Recently a friend visited me and saw these dramatic tides for the first time. When she arrived, the tide had just turned to go out and she delighted in watching many seals frolicking in the harbor, body-surfing on the fast current swirling around the breakwater. As we toured the area during the afternoon, we kept checking the level of the water. By the time darkness came, low tide was here, and my friend was duly impressed by the great contrast.

I assured her that the pattern was steady and reliable and that the tide would come and go again during the night. And even though she understood that fact logically, when she rose in the morning and looked outside and saw the mud flats again, she said to me in mock dismay, “The water never came back!”

We laughed, enjoying a moment of breath-stopping wonder, playing with the imaginary world as children do when they want to scare themselves.

I know that in the spiritual life we do this often, and usually without so much awareness and humor. We have plenty of evidence that life is ultimately trustable, that God takes care of us, that what we need comes to us, that the great universal rhythm is intact, dependable. And yet many times we look out over some temporarily barren expanse in our lives and say, “This time the water isn’t coming back.”
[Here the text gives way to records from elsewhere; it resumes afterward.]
PR #1082, opened 2026-07-09
feat(skills): production-grade daemon lifecycle for telegram, default notifications dir for tasks

elyxlz:
Transplants the whatsapp production-grade lifecycle learnings to the other channel/daemon skills, per the same principle: every documented ritual that exists because software misbehaves becomes enforced behavior, then the prose dies.

## telegram
- New `telegram daemon start|stop|restart|status` subcommands. Start is idempotent via socket detection (kills the duplicate-daemon class from #867); stop/restart quit the watchdog FIRST and restart brings it back, making the documented two-daemons race (watchdog vs manual restart, Telegram 409 Conflict) unrepresentable; status reports daemon + watchdog + auth in one place.
- `serve` defaults `--notifications-dir` to `~/agent/notifications` (the required-flag trap is gone).
- Intentional stops write a stop marker so serve's shutdown skips the `daemon_died` notification (the agent no longer investigates its own deliberate stops).
- `telegram --help` / bare invocation print usage and exit 0.
- `daemon not running` errors now point at `telegram daemon start` instead of a raw screen incantation.
- SKILL.md/SETUP.md rewritten accordingly (deploy-a-new-binary recipe is now just `telegram daemon restart`).

## tasks
- `tasks serve --notifications-dir` defaults to `~/agent/notifications` instead of `required=True`; docs updated.

Tests: telegram Go tests (usage, screen -ls parsing incl. Dead-corpse and prefix-collision cases, daemon-info round-trip, notifications default) and a tasks parser-default test. Pre-existing tasks e2e failures in the sandbox (daemon spawn) are unchanged with/without this diff (verified via stash).

Fleet impact: no migration needed. Existing restart-skill lines (`screen -dmS telegram telegram serve --notifications-dir ...`) keep working unchanged; the new subcommands are additive, and boxes pick them up with the next workspace sync.

### DIFF
--- a/agent/skills/tasks/SKILL.md
+++ b/agent/skills/tasks/SKILL.md
@@ -107,15 +107,19 @@ uv tool install --editable ~/agent/skills/tasks/cli
 Register with vestad to get a port (see [service](../service/SKILL.md)), then start:
 ```bash
 PORT=$(~/agent/skills/service/scripts/register-service tasks)
-screen -dmS tasks tasks serve --notifications-dir ~/agent/notifications --port $PORT
+screen -dmS tasks tasks serve --port $PORT
 ```
+
+`--notifications-dir` defaults to `~/agent/notifications`; pass it only to override.
 
 One daemon handles everything, both task due-date monitoring and reminder scheduling. No separate reminder daemon needed.
 
 **Restart**: Add this startup command to the `## Daemons` section of `~/agent/skills/restart/SKILL.md`:
 ```
-PORT=$(~/agent/skills/service/scripts/register-service tasks) && screen -dmS tasks tasks serve --notifications-dir ~/agent/notifications --port $PORT
+PORT=$(~/agent/skills/service/scripts/register-service tasks) && screen -dmS tasks tasks serve --port $PORT
 ```
+
+`--notifications-dir` defaults to `~/agent/notifications`; pass it only to override.
 
 ### Reminder Patterns
 [User's common reminder types and preferences]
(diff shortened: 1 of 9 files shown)


elyxlz:
Applied the confirmed review fixes in f32dbf0e:

1. Blocker, SIGHUP: serve ignored SIGHUP and only notified on SIGINT/SIGTERM, but screen quit (the mechanism behind daemon stop/restart) delivers only SIGHUP, so stop always timed out and orphaned the daemon outside screen. Serve now includes SIGHUP in the signal.Notify set, matching whatsapp's serve, so screen quit triggers the graceful shutdown path.

2. Blocker, watchdog dup-spawn: the documented flagless flows (daemon start, restart on a pre-info box) launched serve without --notifications-dir on the cmdline, so the watchdog's liveness pgrep pattern missed the live daemon and spawned a second poller (Telegram 409). startDaemonProcess now prepends an explicit --notifications-dir <default> for the default instance via ensureNotificationsDirArg, keeping the cmdline matched by the untouched watchdog. Instance daemons are deliberately left flagless so their cmdline can never satisfy the default watchdog's pattern and hide a dead default daemon.

3. Major, stale stop marker: stopDaemonProcess now removes the stop-requested marker on both failure paths (quit failure and the 15s timeout), so a stop that leaves the daemon running cannot swallow the daemon_died notification when the daemon later dies for real.

4. Minor, instance scoping: stopWatchdogIfLive and startWatchdog are now no-ops when --instance is set, so an instance-scoped stop or restart no longer kills the default channel's watchdog.

Tests added: ensureNotificationsDirArg table test, instance-scoped watchdog no-op, and a behavioral test that a failed stop clears the marker. Verified with gofmt, go vet, go test (all green) and ./check.sh agent (557 passed).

Something in the center of the human being is primitive and child-like and it interprets life as a fearsome experience. It tends to forget that the sun always rises, the moon waxes and wanes, the tides go in and out, the seasons circle through the year. It forgets that we are all firmly embedded in those cycles, that there is no place to fall, that we are always caught and held securely within the embrace of the Holy One.

Rather than seeing this fearfulness as evidence of sin or failure or an obstacle to be overcome, I prefer to think of it as a divine gift, a quality that God hard-wired into us to help us preserve our innocence and receptivity. From fear and forgetting the religious impulse arises. Fear makes hope possible. Forgetting creates in us a yearning to remember our deepest truth. We discover in ourselves an ancient and irresistible need to conceptualize and relate to God, a need for prayer and sacrament and ritual and community. We seek God and we join with fellow seekers because we perceive our smallness. Remaining slightly uncertain about the ground we stand on keeps us vulnerable in a way that leaves room for God’s presence and intervention in our lives. If we were never hungry, then manna would mean nothing to us. If there were no loss, there would also be no gratitude.

I walk beside the water every day, seeing it new and fresh and appreciating all its manifestations, empty and full, low tide and high. I practice giving thanks for what is given and what is taken away. I bow in reverence to my natural human fears. I choose, again and again, in union with all the rhythms of this earth, to place my trust in something larger than myself.